3. To claim the FTC you must have paid or accrued the income tax liability. You do not need to provide any proof, but you should keep a copy of your German tax return with your US return so you could justify your claim if ever necessary.


----------



## noshaker (Feb 10, 2021)

Thank you Moulard for your response.
Yeah its an interesting situation for me to be wanting to stay in the tax system rather than leave it. I have earned income in Germany as a part of my employment and my employer has deducted income taxes from it. 

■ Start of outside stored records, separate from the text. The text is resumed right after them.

PR #1098, opened 2023-04-26
SW-3491 Support tracking v2 shapefile import

sgrimm:
Update the shapefile importer to support the tracking v2 hierarchy with subzones
and monitoring plots. Import of v1 shapefiles is no longer supported.

The top three levels of the hierarchy (site, zones, and subzones) are loaded from
shapefiles. Monitoring plots are generated programmatically.

The planting site page in the admin UI now shows a map view of the planting site.
It no longer shows a full list of all monitoring plots, just a count of them for
each subzone.

This also introduces a change to how the names of monitoring plots and subzones
are sorted. The names are arbitrary text values and are alphanumeric in the
initial shapefiles we'll be importing, but per the requirements doc, they're
supposed to be integers. We want to sort them in numeric order if the shapefile
was compliant with the spec, but still allow non-numeric names so we can import
the initial set of shapefiles. So we use a collation that detects numbers in
strings and sorts them numerically, while still sorting the non-numeric parts
alphabetically.

For now, we don't have any anonymized example shapefiles to use in automated
tests, so most of the validation tests are removed.


sgrimm:
* main
  * **PR #1097** <a href="https://app.graphite.dev/github/pr/terraware/terraware-server/1097" target="_blank">Graphite</a> 
    * **PR #1098** <a href="https://app.graphite.dev/github/pr/terraware/terraware-server/1098" target="_blank">Graphite</a>  👈

This comment was auto-generated by [Graphite](https://app.graphite.dev/github/pr/terraware/terraware-server/1098?utm_source=stack-comment).

src/main/kotlin/com/terraformation/backend/tracking/db/PlantingSiteStore.kt
```diff
@@ -40,11 +43,12 @@ class PlantingSiteStore(
 
   fun fetchSiteById(
       plantingSiteId: PlantingSiteId,
+      includeSubzones: Boolean = false,
```
karthikbtf, line 46: should we set this to true in the api controller or support an option?

karthikbtf (approved):
Looks great! I have one question on exposing subzones in the api.

src/main/resources/templates/admin/organization.html
```diff
@@ -75,7 +75,7 @@ <h4>Create Planting Site</h4>
     <br/>
     <label for="zipfile">Zipfile</label>
     <input type="file" name="zipfile" id="zipfile" required/>
-    Must contain three shapefiles and their associated supplementary datafiles.
+    Must contain four shapefiles and their associated supplementary datafiles.
```
charlie-tf: Should this actually be three?

charlie-tf (approved):
Looks good. Just a quick question

src/main/resources/templates/admin/organization.html
sgrimm: Good catch, thanks. You can tell my initial stab at this was to load monitoring plots from the shapefiles!

charlie-tf (approved):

From what I understand, though I was on the F1 visa, I do not qualify for the exception as I had spent more than 5 years in the US. 
The only exception I think I could qualify for is the "closer connection to a foreign country" exception which requires me to maintain a tax home in a different country than the US. 
However, the definition of tax home for me seems a bit uncertain.
1. My permanent home is in India but I don't have any income there nor have I paid any taxes there. I spent 6 months in India in 2020. 
2. I worked/studied for the first 3 months of 2020 in the US
3. I worked the last 3 months of 2020 in Germany. 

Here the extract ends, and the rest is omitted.